[Required action] A bare count is the expected answer, namely the number of lines in the records that have the word "nice".
++++++++++
PR #708, opened 2015-10-05
Faster Layout Nodes

Adlai-Holler:
@appleguy @nguyenhuy Been majorly frustrated at work lately so it feels super good to have a nice, clean improvement to offer.

### DIFF
--- a/AsyncDisplayKit/Details/ASDataController.mm
+++ b/AsyncDisplayKit/Details/ASDataController.mm
@@ -116,7 +116,7 @@ static void *kASSizingQueueContext = &kASSizingQueueContext;
     dispatch_group_async(layoutGroup, dispatch_get_global_queue(DISPATCH_QUEUE_PRIORITY_DEFAULT, 0), ^{
       for (NSUInteger k = j; k < j + batchCount; k++) {
         ASCellNode *node = nodes[k];
-        ASSizeRange constrainedSize = nodeBoundSizes[k - j];
+        ASSizeRange constrainedSize = nodeBoundSizes[k];
         [node measureWithSizeRange:constrainedSize];
         node.frame = CGRectMake(0, 0, node.calculatedSize.width, node.calculatedSize.height);
       }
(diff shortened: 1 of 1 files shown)


Adlai-Holler:
Also for sugar on top, I was hoping to use `QOS_CLASS_SOMETHING` to specify the global queue there. The docs for `dispatch_get_global_queue` say `You may specify the values QOS_CLASS_USER_INTERACTIVE, QOS_CLASS_USER_INITIATED, QOS_CLASS_UTILITY, or QOS_CLASS_BACKGROUND.`. This feels like `QOS_CLASS_UTILITY` to me but I want to know what y'all think

levi:
Awesome stuff, @Adlai-Holler!

Adlai-Holler:
Thanks man!

AsyncDisplayKit/Details/ASDataController.mm
```diff
@@ -105,31 +105,27 @@ - (void)_layoutNodes:(NSArray *)nodes atIndexPaths:(NSArray *)indexPaths withAni
...
-        ASCellNode *node = nodes[j + idx];
-        ASSizeRange constrainedSize;
-        [nodeBoundSizes[idx] getValue:&constrainedSize];
+      for (NSUInteger k = j; k < j + batchCount; k++) {
+        ASCellNode *node = nodes[k];
+        ASSizeRange constrainedSize = nodeBoundSizes[k];
         [node measureWithSizeRange:constrainedSize];
-        node.frame = CGRectMake(0.0f, 0.0f, node.calculatedSize.width, node.calculatedSize.height);
-      }];
+        node.frame = CGRectMake(0, 0, node.calculatedSize.width, node.calculatedSize.height);
```
appleguy: Create a local variable, CGSize calculatedSize = [node measureWithSizeRange:constrainedSize];

Adlai-Holler: Ah! Good point

appleguy:
Very nice, thank you @Adlai-Holler!  Some of @levi's changes are a possible performance regression in this code, but hopefully we can clean that up in the time before it lands — and having this as a higher bar will inspire us to do so :).

I would suggest we not touch queue priorities for now.  The dispatch headers actually talk about the risk of priority inversion and in at least one place recommend not using priorities unless absolutely necessary.  The main thread already runs at a higher priority, so there is no real risk of dropping frames from this background thread work.  More importantly, if we run at lower priority, it's likely that arbitrary developers' own background tasks (compressing analytics data to send over the network, JSON parsing, etc) could be taking CPU time away from layout, which the user may well be waiting on (at the end of the scrollable area, awaiting for new cells to finish layout and be added).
++++++++++
[Solution below] 2